▶ What the task requires:
Type every record exactly as it appears.

▶ Record extracts:
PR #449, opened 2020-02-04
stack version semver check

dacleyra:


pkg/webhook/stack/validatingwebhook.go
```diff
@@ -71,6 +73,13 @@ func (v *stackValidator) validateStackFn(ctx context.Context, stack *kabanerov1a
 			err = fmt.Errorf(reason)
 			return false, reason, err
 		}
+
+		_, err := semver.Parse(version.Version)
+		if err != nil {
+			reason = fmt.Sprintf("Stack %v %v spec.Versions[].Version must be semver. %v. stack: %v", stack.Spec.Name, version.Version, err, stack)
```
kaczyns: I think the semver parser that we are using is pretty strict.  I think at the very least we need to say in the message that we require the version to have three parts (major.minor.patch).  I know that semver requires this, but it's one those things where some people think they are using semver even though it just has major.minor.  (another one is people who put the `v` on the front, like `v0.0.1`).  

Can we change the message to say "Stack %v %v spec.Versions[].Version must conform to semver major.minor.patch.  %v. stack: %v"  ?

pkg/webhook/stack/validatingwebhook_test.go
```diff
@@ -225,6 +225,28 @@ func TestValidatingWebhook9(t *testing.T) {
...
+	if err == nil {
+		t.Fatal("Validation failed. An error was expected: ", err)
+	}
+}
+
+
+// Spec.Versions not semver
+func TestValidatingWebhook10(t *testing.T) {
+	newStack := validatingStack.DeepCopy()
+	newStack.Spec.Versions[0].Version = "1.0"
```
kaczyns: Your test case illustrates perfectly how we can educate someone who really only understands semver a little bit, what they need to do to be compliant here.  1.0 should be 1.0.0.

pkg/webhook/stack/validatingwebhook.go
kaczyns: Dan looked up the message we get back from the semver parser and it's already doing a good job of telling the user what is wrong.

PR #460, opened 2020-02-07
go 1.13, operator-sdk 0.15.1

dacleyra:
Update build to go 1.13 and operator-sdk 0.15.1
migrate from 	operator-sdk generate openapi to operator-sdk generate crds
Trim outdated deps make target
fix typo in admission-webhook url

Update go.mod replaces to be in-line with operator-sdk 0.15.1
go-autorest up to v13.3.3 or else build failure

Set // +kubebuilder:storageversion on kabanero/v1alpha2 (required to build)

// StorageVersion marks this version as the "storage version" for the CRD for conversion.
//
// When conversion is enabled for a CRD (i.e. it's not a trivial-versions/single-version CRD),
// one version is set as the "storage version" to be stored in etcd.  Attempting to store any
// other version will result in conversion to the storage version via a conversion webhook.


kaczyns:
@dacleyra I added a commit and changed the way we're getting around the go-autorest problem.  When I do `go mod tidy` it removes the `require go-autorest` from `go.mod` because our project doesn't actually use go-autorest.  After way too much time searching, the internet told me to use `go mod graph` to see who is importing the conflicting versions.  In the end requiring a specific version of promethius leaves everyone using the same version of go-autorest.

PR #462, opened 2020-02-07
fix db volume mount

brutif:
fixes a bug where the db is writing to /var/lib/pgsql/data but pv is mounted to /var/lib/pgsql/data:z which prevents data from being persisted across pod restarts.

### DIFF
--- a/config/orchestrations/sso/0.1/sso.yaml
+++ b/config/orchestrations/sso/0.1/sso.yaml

▶ Answer:
PR #449, opened 2020-02-04
stack version semver check

dacleyra:


pkg/webhook/stack/validatingwebhook.go
```diff
@@ -71,6 +73,13 @@ func (v *stackValidator) validateStackFn(ctx context.Context, stack *kabanerov1a
 			err = fmt.Errorf(reason)
 			return false, reason, err
 		}
+
+		_, err := semver.Parse(version.Version)
+		if err != nil {
+			reason = fmt.Sprintf("Stack %v %v spec.Versions[].Version must be semver. %v. stack: %v", stack.Spec.Name, version.Version, err, stack)
```
kaczyns: I think the semver parser that we are using is pretty strict.  I think at the very least we need to say in the message that we require the version to have three parts (major.minor.patch).  I know that semver requires this, but it's one those things where some people think they are using semver even though it just has major.minor.  (another one is people who put the `v` on the front, like `v0.0.1`).  

Can we change the message to say "Stack %v %v spec.Versions[].Version must conform to semver major.minor.patch.  %v. stack: %v"  ?

pkg/webhook/stack/validatingwebhook_test.go
```diff
@@ -225,6 +225,28 @@ func TestValidatingWebhook9(t *testing.T) {
...
+	if err == nil {
+		t.Fatal("Validation failed. An error was expected: ", err)
+	}
+}
+
+
+// Spec.Versions not semver
+func TestValidatingWebhook10(t *testing.T) {
+	newStack := validatingStack.DeepCopy()
+	newStack.Spec.Versions[0].Version = "1.0"
```
kaczyns: Your test case illustrates perfectly how we can educate someone who really only understands semver a little bit, what they need to do to be compliant here.  1.0 should be 1.0.0.

pkg/webhook/stack/validatingwebhook.go
kaczyns: Dan looked up the message we get back from the semver parser and it's already doing a good job of telling the user what is wrong.

PR #460, opened 2020-02-07
go 1.13, operator-sdk 0.15.1

dacleyra:
Update build to go 1.13 and operator-sdk 0.15.1
migrate from 	operator-sdk generate openapi to operator-sdk generate crds
Trim outdated deps make target
fix typo in admission-webhook url

Update go.mod replaces to be in-line with operator-sdk 0.15.1
go-autorest up to v13.3.3 or else build failure

Set // +kubebuilder:storageversion on kabanero/v1alpha2 (required to build)

// StorageVersion marks this version as the "storage version" for the CRD for conversion.
//
// When conversion is enabled for a CRD (i.e. it's not a trivial-versions/single-version CRD),
// one version is set as the "storage version" to be stored in etcd.  Attempting to store any
// other version will result in conversion to the storage version via a conversion webhook.


kaczyns:
@dacleyra I added a commit and changed the way we're getting around the go-autorest problem.  When I do `go mod tidy` it removes the `require go-autorest` from `go.mod` because our project doesn't actually use go-autorest.  After way too much time searching, the internet told me to use `go mod graph` to see who is importing the conflicting versions.  In the end requiring a specific version of promethius leaves everyone using the same version of go-autorest.

PR #462, opened 2020-02-07
fix db volume mount

brutif:
fixes a bug where the db is writing to /var/lib/pgsql/data but pv is mounted to /var/lib/pgsql/data:z which prevents data from being persisted across pod restarts.

### DIFF
--- a/config/orchestrations/sso/0.1/sso.yaml
+++ b/config/orchestrations/sso/0.1/sso.yaml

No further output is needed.